The complaint alleged that while the plaintiff was seised in fee and in the possession of the premises in controversy, defendants jointly and without right entered into possession thereof, and ousted and ejected plaintiff therefrom, and unlawfully withheld the possession thereof from plaintiff to his damage in the sum of three hundred dollars; and the answer denied that the defendants, or any of them, took possession or “ousted or ejected plaintiff therefrom or from any part thereof, or to his damage in any sum whatever.” These allegations and denials made issues as to ouster and damages, and were so considered by the court. The findings of the court are clumsily drawn, but substantially cover the issues, and show upon their face that the ambiguity is due to erroneous capitalization and punctuation.

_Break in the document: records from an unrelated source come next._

PR #11039, opened 2026-07-07
refactor(env): move runtime env setup to packages

asturur:
Refactors Fabric environment setup so the core package owns only the environment holder, types, and setter/getter APIs, while the browser and node packages own their runtime-specific environment implementations.

The PR is small on purpose.
This PR is not moving core files yet and so imports from @fabric/node to src are still relative.

Key changes:
- Add `setEnvFactory` to the core env holder and remove browser/node runtime imports from `src/env`.
- Move browser env setup into `packages/browser/src/env.ts` and install it lazily from browser/root browser entrypoints.
- Move node env setup and `NodeGLProbe` into `packages/node/src`, keeping `@fabricjs/node` and `fabric/node` responsible for jsdom/canvas.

The judgment was entered July 7,1884. A memorandum of costs was filed by plaintiff’s attorney on July 11, 1884. An affidavit of service of the cost bill was made by one Dexter, in which he stated “that he received the memorandum of costs herein, verified by D. W. Bur-chard, counsel for plaintiff; that he filed it on the eleventh day of July, 1884, and took a copy thereof to serve on the defendant’s counsel. He then placed a true copy of said memorandum of costs in an envelope, and duly stamped it and addressed it to N. A. Dorn, counsel for defendants, and took it personally to the postmaster of Salinas City post-office, and told said postmaster to put it then and there (handing it to him) in Mr. Dorn’s box. That thereafter—the exact date affiant does not remember—this affiant asked the-'said Dorn if he had so received the said paper on said eleventh day of July, 1884, to which he, said Dorn, replied that he did so get it.”

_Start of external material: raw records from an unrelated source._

PR #2515, opened 2026-06-04
feat: decouple websocket protocol from web UI origin

jothan:
## Description

This PR decouples Mainsail's WebSocket protocol (`ws://` vs `wss://`) from the browser's `window.location.protocol`. 

Previously, Mainsail forced the connection protocol to match the web interface's hosting environment. This prevented users running Mainsail locally over plain HTTP from successfully connecting to remote printers that enforce secure (`wss`) connections.

**Key Changes:**
* **Explicit Protocol Construction:** Rewrote the `getUrl` and `getWebsocketUrl` getters in `src/store/socket/getters.ts`. `getUrl` no longer generates protocol-relative URLs (`//hostname...`), which previously caused API fetch requests to blindly inherit the UI's HTTP protocol. It now explicitly respects the printer's configured protocol flag.
* **Remote Printer UI:** Added a "Secure Connection" checkbox to the "Add/Edit Printer" dialogs (`TheSelectPrinterDialog.vue` and `SettingsRemotePrintersTab.vue`). 
* **Mixed Content Fallbacks:** The secure connection flag defaults to off when Mainsail is hosted on HTTP. If the user loads Mainsail over HTTPS, the checkbox is intentionally hidden and `wss` is forced, protecting the app from violating browser Mixed Content Policies.
* **State Propagation:** Ensures the custom `protocol` flag is appropriately persisted to local storage and hydrated correctly when editing existing printers.

*(Disclaimer: This feature was "vibe coded" with the assistance of an AI agent, but has been tested manually against a remote Moonraker instance requiring auth/WSS. Please scrutinize during code review!)*

N/A

Screenshot from 2026-06-04 19-54-11

None.

### DIFF
--- a/src/components/TheSelectPrinterDialog.vue
+++ b/src/components/TheSelectPrinterDialog.vue
@@ -72,13 +72,24 @@
                             </v-col>
                             <v-col class="col-4">
                                 <v-text-field
-                                    v-model="dialogAddPrinter.port"
+                                    v-model.number="dialogAddPrinter.port"
                                     :rules="[(v) => !!v || $t('SelectPrinterDialog.PortRequired')]"
                                     :label="$t('SelectPrinterDialog.Port')"
                                     hide-details="auto"
                                     required
                                     outlined
                                     dense />
+                            </v-col>
+                        </v-row>
+                        <v-row v-if="!isHttps" class="mt-0 pt-0">
+                            <v-col class="py-0">
+                                <v-checkbox
+                                    v-model="dialogAddPrinter.secure"
+                                    :label="$t('SelectPrinterDialog.SecureConnection')"
+                                    hide-details="auto"
+                                    class="mt-1"
+                                    dense
+                                    @change="onSecureChange('add')" />
                             </v-col>
                         </v-row>
                         <v-row v-if="showOptionalSettings">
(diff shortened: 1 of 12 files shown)


meteyou:
Thanks for the work here. Before going further, I'd like to understand the use case better: when would you actually serve Mainsail over plain HTTP but connect to Moonraker over `wss://`?

In a real deployment, if you've already put SSL/TLS in front of Moonraker, Mainsail is typically served over the same reverse proxy and therefore over HTTPS as well, so both ends are encrypted and this decoupling isn't needed. The only case I can see where you'd have HTTP-served Mainsail + `wss://` Moonraker is the local dev environment (`npm run dev`), and I don't think that alone justifies adding this to the codebase.

If you have a concrete production scenario in mind, I'm happy to hear it.

On top of that, the same situation as in #2516 applies: I'm currently doing a complete refactor of the stores and the init process (`feat/rework-init-process`), and native auth is being designed as part of that rework — which touches exactly the socket/URL and protocol-handling code this PR changes. So even setting the use case aside, a PR of this size would conflict heavily and break once the refactor lands.

jothan:
> Thanks for the work here. Before going further, I'd like to understand the use case better: when would you actually serve Mainsail over plain HTTP but connect to Moonraker over `wss://`?
> 
> In a real deployment, if you've already put SSL/TLS in front of Moonraker, Mainsail is typically served over the same reverse proxy and therefore over HTTPS as well, so both ends are encrypted and this decoupling isn't needed. The only case I can see where you'd have HTTP-served Mainsail + `wss://` Moonraker is the local dev environment (`npm run dev`), and I don't think that alone justifies adding this to the codebase.
> 
> If you have a concrete production scenario in mind, I'm happy to hear it.
> 
> On top of that, the same situation as in #2516 applies: I'm currently doing a complete refactor of the stores and the init process (`feat/rework-init-process`), and native auth is being designed as part of that rework — which touches exactly the socket/URL and protocol-handling code this PR changes. So even setting the use case aside, a PR of this size would conflict heavily and break once the refactor lands.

*620Under the decisions of this court we must hold that there was no service of the cost bill. The attorney for the plaintiff lived at San Francisco, and the attorney for the defendant at Salinas City. In Reed v. Allison, 61 Cal. 461, it is said: “But a deposit in a post-office in the county or place in which a party may be served by mail, as his residence or office, would not constitute service on him by mail, because a service on him at his residence or office in his own county, to be effectual, must be made personally or constructively in the manner prescribed by subdivisions 1 and 2 of section 1011 of the Code of Civil Procedure.....Therefore, to constitute service by mail, the deposit in the post-office must be made in the post-office at the place where the attorney making the service resides or has his office.....And the affidavit of service must show a strict compliance with the provisions of the statute, otherwise the evidence must be held insufficient to establish the fact of service.” (See also Cunningham v. Warnekey, 61 Cal. 507; Steele v. Supervisors of Merced County, 62 Cal. 6; Pacific M. L. I. Co. v. Shepardson, ante, p. 876.) It is important that there should be a uniform rule in such cases, and we think that the decisions upon the question involved should be adhered to.

The cause is remanded, with directions to the court below to modify the judgment by striking out the words, “together with said plaintiff's costs and disbursements incurred in this action, amounting to the sum of $97.75,” and as so modified the judgment is affirmed.

McKinstry, 3., and Search, C. J., concurred.